# Some old school reel to reel 2 channel



## Wardsweb (Apr 2, 2010)

Here are a few more pics of some of my 2-channel obsession. These using reel to reels.

Tascam BR-20 in my main rig


----------



## Wardsweb (Apr 2, 2010)

Teac X-10R in my vintage rig


----------



## Wardsweb (Apr 2, 2010)

Revox C270 and Teac A-3300SX half track machines doing some dubbing.


----------



## Wardsweb (Apr 2, 2010)

Here is an older pic of one that got away or better said, I sold and wish I had not. Technics 1500


----------



## AudiocRaver (Jun 6, 2012)

Wardsweb,

Wow, your photos really take me back... Nicely done. Those fine old reel-to-reels are clearly in good hands and well cared for.

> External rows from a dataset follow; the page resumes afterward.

PR #1404, opened 2016-10-14
Added webpack_public_path

### LINKED ISSUE #1398: Add webpack_public_path to new bundles
This would help make dev work a little easier by re-enabling hot reloading

noisecapella:
Fixes #1398

#### What's this PR do?
Sets `__webpack_public_path__` on bundles where it is missing. This helps enable hot reloading, a dev feature

Change the color in some CSS and verify that there is not a full page refresh


aliceriot:
oh webpack you're always so intuitive and easy to use

PR #1406, opened 2016-10-14
Fixed console warning for faculty carousel

### LINKED ISSUE #1322: Console error when faculty carousel contains zero items
I think we just need to check if the div exists before connecting it with React

noisecapella:
Fixes #1322

#### What's this PR do?
Adds a check to make sure the faculty carousel div exists before populating it

### DIFF
--- a/static/js/faculty_carousel.js
+++ b/static/js/faculty_carousel.js
@@ -5,7 +5,9 @@ import React from 'react';
 import ReactDOM from 'react-dom';
 
 const carouselDiv = document.querySelector('#faculty-carousel');
-ReactDOM.render(
-  <FacultyCarousel faculty={SETTINGS.faculty} />,
-  carouselDiv
-);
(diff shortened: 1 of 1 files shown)


static/js/faculty_carousel.js
```diff
@@ -5,7 +5,9 @@ import React from 'react';
...
-ReactDOM.render(
-  <FacultyCarousel faculty={SETTINGS.faculty} />,
-  carouselDiv
-);
+if (carouselDiv !== null) {
+  ReactDOM.render(
+    <FacultyCarousel faculty={SETTINGS.faculty}/>,
+    carouselDiv
+  );
+}
```
aliceriot: OK so looking at `cms/templates/cms/program_page.html` we'll have `#faculty-carousel` if there are faculty to show, and otherwise we won't.

I was worried that the error was because of a race condition, but I see that's not a concern.

Issue #1362, opened 2016-10-13
Search: hide facets when they have no hits


pdpinch:
This looks bad (no current grades in search results):

![image](https://cloud.githubusercontent.com/assets/430126/19387627/687aa492-91e9-11e6-900d-d7458b6f01db.png)

roberthouse54:
![image](https://cloud.githubusercontent.com/assets/20047260/19354179/da47903c-9133-11e6-8e89-c9c4726a020b.png)

roberthouse54:
So this state will happen as follows:

1. The "Filter box" in the left column will only be empty if there are no users in a program.
2. The "Results box" in the right column will be empty either if there are no users in a program (as shown above), OR if the user has selected some filters and there are no results.

For point 2, we could show a different message depending on the reason the box is empty, or we could just show the same message for both cases, as I am assuming that is easier to do.

pdpinch:
@roberthouse54 I'm going to open separate issues for your design changes.

pdpinch:
#1390 and #1391

PR #1407, opened 2016-10-17
hid facets when they have no hits

amir-qayyum-khan:
- fixes https://github.com/mitodl/micromasters/issues/1362

#### What's this PR do?
- hid facets when they have no hits

- /static/js/components/LearnerSearch.js

- see ``/learners/`` as staff with data
- see ``/learners/`` page as staff with no data **OR**
- see ``/learners/`` page as student then you will data have no 

screen shot 2016-10-17 at 3 26 56 pm

screen shot 2016-10-17 at 3 27 04 pm

### DIFF
--- a/static/js/components/search/FilterVisibilityToggle.js
+++ b/static/js/components/search/FilterVisibilityToggle.js
@@ -1,8 +1,10 @@
 // @flow
 import React from 'react';
+import _ from 'lodash';
+import { SearchkitComponent } from 'searchkit';
 import Icon from 'react-mdl/lib/Icon';
 
-export default class FilterVisibilityToggle extends React.Component {
+export default class FilterVisibilityToggle extends SearchkitComponent {
   props: {
     filterName:             string,
     checkFilterVisibility:  (filterName: string) => boolean,
@@ -15,13 +17,29 @@ export default class FilterVisibilityToggle extends React.Component {
     return checkFilterVisibility(filterName) ? "" : "closed";
   };
 
-  openStateIcon: Function = (): React$Element<*> => (
-    <Icon
+  isInResults: Function = (id: string): boolean => {
+    if (this.getResults()) {
+      const elmId = (id === "birth_location") ? "profile.birth_country3" : id;
+      const docCount = _.get(this.getResults(), ['aggregations', elmId, 'doc_count']);
+
+      if (docCount > 0) {
+        return true;
+      }
+    }
+    return false;
+  }
+
+  openStateIcon: Function = (children: React$Element<*>): React$Element<*>|null => {
+    if (this.getResults() === null || !this.isInResults(children.props.id)) {
+      return null;
+    }
+
+    return <Icon
       name="arrow_drop_down"
       onClick={this.toggleFilterVisibility}
       className={this.openClass()}
-    />
-  );
+    />;
+  }
 
   toggleFilterVisibility: Function = (): void => {
     const {
@@ -39,7 +57,7 @@ export default class FilterVisibilityToggle extends React.Component {
     const { children } = this.props;
     return (
       <div className={`filter-visibility-toggle ${this.openClass()}`}>
-        { this.openStateIcon() }
+        { this.openStateIcon(children) }
         { children }
       </div>
     );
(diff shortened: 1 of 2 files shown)


noisecapella:
It seems like `FilterVisibilityToggle` is the only class you would need to modify for this, since it wraps the facets, and since the visibility icons are the only things that appear to show up when there is no data. Can you change this to modify `FilterVisibilityToggle` instead? It seems like you can use `this.props.children` to tell whether the data is errored or if there is no data

amir-qayyum-khan:
@noisecapella ``this.props.children`` gives one valid react component which is no rendered at parent level.
Also if their is no data then these components still renders with empty div.
i did not find any way to see from parents that child have data against given fields, 

if anything i am missing?

noisecapella:
How about this instead:
 - change `FilterVisibilityToggle` to extend `SearchkitComponent`
 - This will give you access to `this.getResults()` within `FilterVisibiltyToggle`. You can then use the aggregation `doc_count` information to see whether to show the toggle or not. If `getResults()` returns `null` for some reason (permissions error for example) we should also not show the toggle

amir-qayyum-khan:
Done @noisecapella

static/js/components/search/FilterVisibilityToggle.js
```diff
@@ -15,13 +17,29 @@ export default class FilterVisibilityToggle extends React.Component {
     return checkFilterVisibility(filterName) ? "" : "closed";
   };
 
-  openStateIcon: Function = (): React$Element<*> => (
-    <Icon
+  isInResults: Function = (id: string): boolean => {
+    if (this.getResults()) {
+      const elmId = (id === "birth_location") ? "profile.birth_country3" : id;
+      const docCount = _.get(this.getResults(), ['aggregations', elmId, 'doc_count']) || 0;
```
noisecapella: `_.get`'s third parameter is the value returned when it can't find the value at the path given. Can you use that instead of `|| 0`?

static/js/components/search/FilterVisibilityToggle.js
```diff
@@ -15,13 +17,29 @@ export default class FilterVisibilityToggle extends React.Component {
...
+
+      if (docCount > 0) {
+        return true;
+      }
+    }
+    return false;
+  }
+
+  openStateIcon: Function = (children: React$Element<*>): React$Element<*>|null => {
+    if (this.getResults() === null || !this.isInResults(children.props.id)) {
```
noisecapella: The code already does the `this.getResults()` check in `isInResults`, can you remove that part of the expression?

static/js/components/search/FilterVisibilityToggle_test.js
```diff
@@ -33,6 +34,15 @@ describe('FilterVisibilityToggle', () => {
     };
   });
 
+  beforeEach(() => {
+    sandbox = sinon.sandbox.create();
+    sandbox.stub(FilterVisibilityToggle.prototype, 'getResults').returns(null);
```
noisecapella: Can you move this line into the test right before it's needed?

static/js/components/search/FilterVisibilityToggle_test.js
```diff
@@ -45,12 +55,52 @@ describe('FilterVisibilityToggle', () => {
...
+        <div id="test">Test Text</div>
+      </FilterVisibilityToggle>
     );
-    let icon = TestUtils.findRenderedDOMComponentWithTag(
+    let icon = TestUtils.scryRenderedDOMComponentsWithTag(
+      componentTree, 'i'
+    );
+    assert.equal(icon.length, 0);
+
+    // when search results available.
```
noisecapella: Please break these cases into separate tests

amir-qayyum-khan:
Done @noisecapella

static/js/components/search/FilterVisibilityToggle_test.js
```diff
@@ -33,19 +35,66 @@ describe('FilterVisibilityToggle', () => {
     };
   });
 
+  beforeEach(() => {
```
noisecapella: Can you combine this `beforeEach` with the one right above it?

static/js/components/search/FilterVisibilityToggle_test.js
```diff
@@ -33,19 +35,66 @@ describe('FilterVisibilityToggle', () => {
...
+
   it('sets filter visibility when clicked', () => {
+    sandbox.stub(FilterVisibilityToggle.prototype, 'getResults').returns({
+      aggregations: {
+        test: {
+          doc_count: 9
+        }
+      }
+    });
     let componentTree = TestUtils.renderIntoDocument(
```
noisecapella: Can you change this test to use enzyme too?

amir-qayyum-khan:
it is already there,  see the next test.

amir-qayyum-khan:
i mean see the lsst test in file. it has case when doc_count > 0

Issue #1408, opened 2016-10-17
course run without enrollment start date causes a 500 error on the program page


pdpinch:
```
Traceback:  

File "/app/.heroku/python/lib/python3.5/site-packages/django/core/handlers/base.py" in get_response
 149.                     response = self.process_exception_by_middleware(e, request)

File "/app/.heroku/python/lib/python3.5/site-packages/django/core/handlers/base.py" in get_response
 147.                     response = wrapped_callback(request, *callback_args, **callback_kwargs)

File "/app/.heroku/python/lib/python3.5/site-packages/newrelic-2.54.0.41/newrelic/hooks/framework_django.py" in wrapper
 499.                 return wrapped(*args, **kwargs)

File "/app/.heroku/python/lib/python3.5/site-packages/wagtail/wagtailcore/views.py" in serve
 27.     return page.serve(request, *args, **kwargs)

File "/app/.heroku/python/lib/python3.5/site-packages/wagtail/wagtailcore/models.py" in serve
 764.             self.get_context(request, *args, **kwargs)

File "./cms/models.py" in get_context
 172.         context = get_program_page_context(self, request)

File "./cms/models.py" in get_program_page_context
 187.         "courses": courses_for_popover(courses_query),

File "./cms/models.py" in courses_for_popover
 33.     return [CourseSerializer().to_representation(c) for c in courses]

File "./cms/models.py" in <listcomp>
 33.     return [CourseSerializer().to_representation(c) for c in courses]

File "/app/.heroku/python/lib/python3.5/site-packages/rest_framework/serializers.py" in to_representation
 463.                 attribute = field.get_attribute(instance)

File "/app/.heroku/python/lib/python3.5/site-packages/rest_framework/fields.py" in get_attribute
 405.             return get_attribute(instance, self.source_attrs)

File "/app/.heroku/python/lib/python3.5/site-packages/rest_framework/fields.py" in get_attribute
 80.                 instance = getattr(instance, attr)

File "./courses/models.py" in enrollment_text
 139.                 end=end_text,

Exception Type: UnboundLocalError at /scm/
Exception Value: local variable 'end_text' referenced before assignment
```

amir-qayyum-khan:
#### To produce it:

- Create future course i.e start date after today. lets say 2017.
- Remove enrollment start date date
- Open program page. you will see exception.

[...]

PR #1416, opened 2016-10-17
Fix a bug in course enrollment text

singingwolfboy:
Fix for #1408. Restores the correct logic from the `get_course_enrollment_text()` function in 89d844044e578a179de3bce01067a927e618c872.


noisecapella:
Can you add a test covering this case too?

singingwolfboy:
Test added.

Don't know if you ever need parts - they can be hard to find these days. I worked with Randy Blevins at a company in Nashville about three hundred years ago, he deals in analog gear and parts, is a great guy, super helpful. Just a resource to remember.

Anyway, have fun with those tape decks!

AudiocRaver


----------



## hjones4841 (Jan 21, 2009)

Great gear! I had a Revox A77. Nothin' like those 10 1/2" reels spinning


----------